Monday, January 7, 2013

Scraping Lawsuits and Copyright Claims

Professor Eric Goldman had an interesting post recently recapping the growth of scraping lawsuits in the e-real estate industry.  Web scraping, in simplest terms, is the practice of harvesting data from a particular website.  Often, this data is copied and re-packaged on another website for the purpose of monetary gain - either through sales, clicks or links.

Real estate websites, as Goldman's post points out, are particularly susceptible to this practice.  Real estate internet listings usually consist  of photographs and text descriptions of the property.  Copyright law is the most obvious tool useful for protecting such information and prosecuting data scrapers.  Interesting analysis has appeared lately questioning whether or not the text descriptions of the properties contain enough creative expression to deserve protection under the Copyright Act.  Furthermore, scrapers may advance a broad defense under the Fair Use Doctrine.

Goldman points out, and I agree, that the photographic elements of such listings likely provide the strongest protection.  Photographs are generally unquestionably granted protection under the Copyright Act.  As such, multi-listing services should make sure not only to include photographs but to obtain proper ownership and submit copyright registrations.  Registrations entitle plaintiffs to statutory damages and attorney fees in the event of infringement.  This is important because often scraping infringements do not result in quantifiable or significant damages - rendering litigation an unprofitable option. 

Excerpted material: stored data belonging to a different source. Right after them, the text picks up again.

PR #3206, opened 2024-08-09
[analyze] Add Analyzer for Mailgun

abmussani:
### Description:
Implemented Analyzer interface for Mailgun.

### Checklist:


mcastorina (approved):

pkg/analyzer/analyzers/mailgun/mailgun.go
```diff
@@ -24,11 +26,64 @@ type Analyzer struct {
...
+	}
+
+	apiResource := analyzers.Resource{
+		Name:               "Mailgun API Key",
+		FullyQualifiedName: "Mailgun API Key",
+		Type:               "api key",
+		Metadata: map[string]any{
+			"domains_count": info.TotalCount,
+		},
+	}
```
mcastorina, line 58: Do you think we need to differentiate this resource somehow? Or is it okay for all keys (across all accounts) to have access to this `Mailgun API Key` resource?

Since we're adding the `domains_count` here it seems like it's specific to *this* key.

mcastorina (approved):

PR #3626, opened 2024-11-19
[scan-9] Update enumeration logic

0x1:
Added functionality to enumerate Source with Unit information. Renamed older functions to reflect new functionality.

### Checklist:


pkg/sources/sources.go
```diff
@@ -103,6 +103,30 @@ type SourceUnitEnumerator interface {
 	Enumerate(ctx context.Context, reporter UnitReporter) error
 }
 
+// BaseUnitReporter is a helper struct that implements the UnitReporter interface
+// and includes a JobProgress reference.
+type baseUnitReporter struct {
```
rosecodym, line 108: What makes this a "base" unit reporter?

rosecodym (approved):
Looks good - just one question about naming.

pkg/sources/sources.go
0x1: the passed-in reporter gets wrapped into this, and so this reporter becomes the parent. 'base' made sense in that respect.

Even if copyright infringement claims are not clear, there are usually a number of viable state law claims to combat scraping.  The most obvious is breach of contract - which can be accomplished by inserting a no scraping clause in a website's terms of service.  Some courts may have problem with assent if there is no affirmative click through agreement.  Secondly, depending on how scraping is accomplished (there are several methods), there may be claims under the CFAA for unauthorized server access.  Finally, many states, in particular, California, have unfair competition laws which offer broad protection for business practices deemed unfair.  As long as pecuniary damages can be shown or that the defendant profited from the scraping activity, such claims are likely to succeed.